You will be sad I understand,
Don't let grief then stay your hand,
For on this day, more than the rest,
Your love and friendship must stand the test.
We have had so many happy years,
What is to come can hold no fears
You'd not want me to suffer, so.
When the time comes, please let me go.
Take me to where to my needs they'll tend,
Only, stay with me til the end
And hold me firm and speak to me
Until my eyes no longer see.
I know in time you will agree
it is a kindness you do to me.
Although my tail its last has waved,
From pain and suffering I have been saved.
Don't grieve that it must be you
Who has to decide this thing to do;
We've been so close--we two--these years,
Don't let your heart hold any tears.
-Author Unknown​


----------



## Oaklys Dad (Dec 28, 2005)

Thanks for sharing those. They are hard to read through blurry eyes.


----------



## Ljilly28 (Jan 22, 2008)

This is a poem that means the world to me, especially because goldens are both so twinkling and brief. 

On Pilgrimage

May the smell of thyme and lavender accompany us on our journey
To a province that does not know how lucky it is
For it was, among all the hidden corners of the earth,
The only one chosen and visited.

We tended toward the Place but no signs led there.
Till it revealed itself in a pastoral valley
Between mountains that look older than memory,
By a narrow river humming at the grotto.

May the taste of wine and roast meat stay with us
As it did when we used to feast in the clearings,
Searching, not finding, gathering rumors,
Always comforted by the brightness of the day.

May the gentle mountains and the bells of the flocks
Remind us of everything we have lost,
For we have seen on our way and fallen in love
With the world that will pass in a twinkling.

~ Czeslaw Milosz ~


----------



## Looni2ns (Mar 26, 2010)

Thanks for sharing. My GF just found out that her senior guy, Mr. Buddy, has lymphoma. Due to his age and overall health, he's not a good candidate for chemo. They're going to do palliative care. She's just devastated. I sent her The Last Battle.


----------



## Debles (Sep 6, 2007)

Tearjerkers all.


----------



## Karen519 (Aug 21, 2006)

*Teresa*

Teresa

Thank you so much for posting these.

The *Last Battle * especially really got to me and *every word is true!*Today is 3 months since we had to send our Smooch to the Rainbow Bridge, to be with our Snobear, who is almost gone a year now.


----------



## Pammie (Jan 22, 2011)

The Last Battle is one of the poems that helped me thru my grief and helped me to stop questioning if I put Bailey to sleep too soon. 

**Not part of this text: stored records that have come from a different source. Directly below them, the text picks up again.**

PR #994, opened 2022-05-10
Fix compatibility dependencies

### LINKED ISSUE #992: Fix dependencies error at installation

PR updates are failing due to a problem between dependencies versions, see: #989 , #990 , #991 ...

Not fail at installation.

Tansito:
## Changes

Fix #992 

## Implementation details

To fix the compatibility problemas between dependencies I needed to take tough decisions that I would like to comment:

- `vue-router`: fixed version to `4.0.12`. This was needed because for greater versions it needs **vue: ^3.2.0** and we have some dependency that it's not compatible (I couldn't find which one, we are going to need more time to investigate it). Due to the changes in the runtime it seems that components above _3.2.0_ are not compatible with components below _3.2.0_ so we are going to need check this (more information in its [CHANGELOG](https://github.com/vuejs/core/blob/main/CHANGELOG.md#compatibility-notes)).
-  `node-sass`: reduced the version to `6`. This was required due to the `sass-loader` version. I tried to upgrade the `sass-loader` version but we have some kind of compatibility problem at build time. This problem will require more investigation (and could be related with Mathigon version that we are pending to upload).
- `@carbon/icons-vue`: limited the version to `1.48.X`. This is curious because it seems that in **1.49** they removed a component that we are using. Another thing to investigate.
Screenshot 2022-05-10 at 12 33 55

These are the changes that I needed to apply to solve the problems with the compatibility dependencies. I will create the issues related with the things that I found.


vabarbosa (approved):
@Tansito thank you for getting to the bottom of this! greatly appreciated.

PR #996, opened 2022-05-11
New mock data generation process

### LINKED ISSUE #977: Fix the database population script for local development and staging
### What is the current behaviour?

We had a problem in the past with the database population script and we needed to disable it. 

### What is the expected behaviour?

- It depends on #975 
- Review the current script to not remove entries just only create entities if they don't exist

Tansito:
## Changes

Fix #977

## Implementation details

- Removed the deletion of the entries. Now the mock data will be created in case the entry doesn't exist.

## How to read this PR

- Added the script to the `app.ts`
- Modified the population process in `populate-database.ts`


vabarbosa (approved):
LGTM!
@Tansito thanks

PR #1002, opened 2022-05-13
Automatically update mega menu from notebooks/toc.yaml

### LINKED ISSUE #955: Megamenu course links should not be hard coded
the megamenu containing links to all courses currently maintains [a hard-coded list of courses and links](https://github.com/Qiskit/platypus/blob/main/frontend/vue/components/constants/megaMenuLinks.ts).
this should obtained programmatically so if when course get added/changed the megamenu stays current

related https://github.com/Qiskit/web-components/issues/74

frankharkins:
## Changes

Mega menu now gets links automatically from `notebooks/toc.yaml` instead of from hard-coded file (fixes #955).

## Implementation details

- `vue.config.js` reads the `toc.yaml` on build, parses it, and injects it into `megaMenuLinks.ts`
- `megaMenuLinks.ts` then converts this to the form that the mega menu uses (this step could potentially be moved to `vue.config.js` to happen on build).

This one below did too, even more. I love it and hate it at the same time but it has been a great source of comfort for me. I have it and The Battle printed out and in my night stand. When I am silently crying late at night I take them out and somehow they make me feel better. 


"The Greatest Gift" by Karla M. Bertram:

I always knew this time would come,
From the very instant our eyes first met.
How I loved you then! How I love you now!
I made a promise then, and I will keep that promise now...
You will not suffer from a pain that will not heal;
You will not know the loss of a life remembered, now gone.

It is for me alone to make this decision,
The price for the bright joy and pure laughter
You brought me during the time we shared.
I am the only one who can decide when it is time.
When my hope dies, and my fear rides high,
Just when I need you most, I must let you go.

It is for you alone to tell me when you are ready
For without your guidance, I will not know
When to lay my grief, my guilt, my anger
My sorrow and my selfish heart aside
And give you this last gift, this greatest gift.
Your eyes will speak to mine, and I will know.

The pain of this moment is excruciating.
Tears stream down my face in a river of sorrow.
And my heart drowns in a pool of grief.
For you have spoken and I have listened,
And unlike other decisions I have made
This one brings no relief...no comfort...no peace.

For if there´s one thing you´ve taught me,
If there´s only one thing I´ve learned...
Unconditional love has a condition after all,
I must be willing to let you go, when you speak to me
I must be willing to help you go, if you cannot go alone.
And I must accept my pain so you can be free of yours.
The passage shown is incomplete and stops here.